What is the MOST efficient way to accomplish these tasks?
  • A. Ingest the data using Amazon Kinesis Data Firehose, and use Amazon Kinesis Data Analytics Random Cut Forest (RCF) for anomaly detection. Then use Kinesis Data Firehose to stream the results to Amazon S3.
  • B. Ingest the data into Apache Spark Streaming using Amazon EMR, and use Spark MLlib with k-means to perform anomaly detection.
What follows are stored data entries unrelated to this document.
PR #12093, opened 2024-11-14
Always run rb_thread_schedule_limits when Ractors

jhawthorn:
rb_thread_alone only checks the current ractor for other threads. If we are in multi-ractor mode we are guaranteed to have multiple threads.

cc @ivoanjo

### DIFF
--- a/thread.c
+++ b/thread.c
@@ -1461,7 +1461,7 @@ rb_thread_sleep(int sec)
 static void
 rb_thread_schedule_limits(uint32_t limits_us)
 {
-    if (!rb_thread_alone()) {
+    if (!rb_thread_alone() || rb_multi_ractor_p()) {
         rb_thread_t *th = GET_THREAD();
         RUBY_DEBUG_LOG("us:%u", (unsigned int)limits_us);
 


ivoanjo:
For context, this is a fix for this issue (<https://ivoanjo.me/rubyconf2024/#:~:text=take)%0Aend-,Observing%20the%20GVL%20%237,-(Ruby%203.3%2B)>) -- specifically that threads in separate ractors weren't being preempted on Ruby 3.3+ and thus unless they would run for as long as they needed on CPU even though there's more threads waiting to run.

ivoanjo:
Interesting... I just re-tested it with my example and I still don't see the Ractors being preempted. So I think we're missing something still...

ivoanjo:
I spent some more time on it, and I think the issue goes a bit deeper. Specifically, I think the timer thread is only looking at the main Ractor, whereas it should be looking across all Ractors.

So I think the fix will involve make the timer thread aware of what all ractors are doing, perhaps? There may not be a quick fix here :cry:.

Do you think it's worth creating an entry on bugs.ruby-lang.org for this one?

Then store the results in an Apache Hadoop Distributed File System (HDFS) using Amazon EMR with a replication factor of three as the data lake.
  • C. Ingest the data and store it in Amazon S3. Use AWS Batch along with the AWS Deep Learning AMIs to train a k-means model using TensorFlow on the data in Amazon S3.
  • D. Ingest the data and store it in Amazon S3. Have an AWS Glue job that is triggered on demand transform the new data. Then use the built-in Random Cut Forest (RCF) model within Amazon SageMaker to detect anomalies in the data.